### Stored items
*** Block opens ***
PR #3576, opened 2025-02-10
chore(ci): remove pinned actions & pkg versions

### LINKED ISSUE #3573: Maintenance: update bootstrap region automation to remove pinned/aliased dependencies
### Summary

Some of the changes introduced in #3438 lowered our OpenSSF Scorecard due to both pinned dependencies and actions using the `latest` tag instead of a commit hash.

Specifically, the two are:
- the shared GitHub Action [here](https://github.com/aws-powertools/powertools-lambda-typescript/blob/4e9ff0717223f8305eda684608ce1435489b9749/.github/workflows/bootstrap_region.yml#L93)
- the CDK version [here](https://github.com/aws-powertools/powertools-lambda-typescript/blob/4e9ff0717223f8305eda684608ce1435489b9749/.github/workflows/bootstrap_region.yml#L60-L60)

Which correspond to these two alerts:
- https://github.com/aws-powertools/powertools-lambda-typescript/security/code-scanning/77
- https://github.com/aws-powertools/powertools-lambda-typescript/security/code-scanning/76

Note that neither of them involves code that we ship to customers, this is only automation used for us to bootstrap new regions we use to deploy resources.

### Why is this needed?

So we can restore our OpenSSF Scorecard score.

Other

### Solution

The first should use a commit hash, similar to what we do here.

The second one should use the CDK version already present in the monorepo rather than install a different one. 

### Acknowledgment

### Future readers

dreamorosi:
### Changes

This PR updates the `bootstrap_region.yml` workflow with three changes:
- The `copy_layers` step is now dependant on the `bootstrap` one
- The  `bootstrap` step checks out the repo and uses the CDK version present - this avoids pinning the CDK version
- The `copy_layers` step uses a specific version of the shared action identified by its commit hash, rather than the `latest` one

**Issue number:** closes #3573

---

### DIFF
--- a/.github/workflows/bootstrap_region.yml
+++ b/.github/workflows/bootstrap_region.yml
@@ -63,12 +63,12 @@ jobs:
         name: Create Workdir
         run: |
           mkdir -p build/project
-          - id: cdk-project
-          name: CDK Project
-          working-directory: build/project
-          run: |
-            npx cdk init app --language=typescript
-            AWS_REGION="${{ inputs.region }}" npx cdk bootstrap
+      - id: cdk-project
+        name: CDK Project
+        working-directory: build/project
+        run: |
+          npx cdk init app --language=typescript
+          AWS_REGION="${{ inputs.region }}" npx cdk bootstrap
 
   copy_layers:
     name: Copy Layers
--- a/.github/workflows/bootstrap_region.yml
+++ b/.github/workflows/bootstrap_region.yml
@@ -38,7 +38,6 @@ jobs:
     name: Bootstrap Region
     runs-on: ubuntu-latest
     permissions:
-      contents: write
       id-token: write
     environment: layer-${{ inputs.environment }}
     steps:
@@ -75,7 +74,6 @@ jobs:
     runs-on: ubuntu-latest
     needs: bootstrap
     permissions:
-      contents: write
       id-token: write
     environment: layer-${{ inputs.environment }}
     steps:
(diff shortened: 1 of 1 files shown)


.github/workflows/bootstrap_region.yml
```diff
@@ -34,14 +34,24 @@ permissions:
   contents: read
 
 jobs:
-  cdk:
-    name: Install CDK
+  bootstrap:
+    name: Bootstrap Region
     runs-on: ubuntu-latest
     permissions:
       contents: write
```
leandrodamascena, line 41: Please correct if I am wrong, but you are not pushing commits or creating PR in this action, why do you need `contents: write` here? It will lower openssf scorecard.

.github/workflows/bootstrap_region.yml
```diff
@@ -68,6 +73,7 @@ jobs:
   copy_layers:
     name: Copy Layers
     runs-on: ubuntu-latest
+    needs: bootstrap
     permissions:
       contents: write
```
leandrodamascena, line 78: Same here.

leandrodamascena (changes requested):
Please check my comments.

.github/workflows/bootstrap_region.yml
dreamorosi: Good point - @sthulb can we remove it?

dreamorosi: Removed in both

dreamorosi:
Removed the `content: write` from both jobs, thank you for noticing!

leandrodamascena (approved):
*** Block closes ***
### Your goal
What lines in the entries above include the string "name"? Return each one.

### Your response
         name: Create Workdir
-          name: CDK Project
+        name: CDK Project
     name: Copy Layers
     name: Bootstrap Region
-    name: Install CDK
+    name: Bootstrap Region
     name: Copy Layers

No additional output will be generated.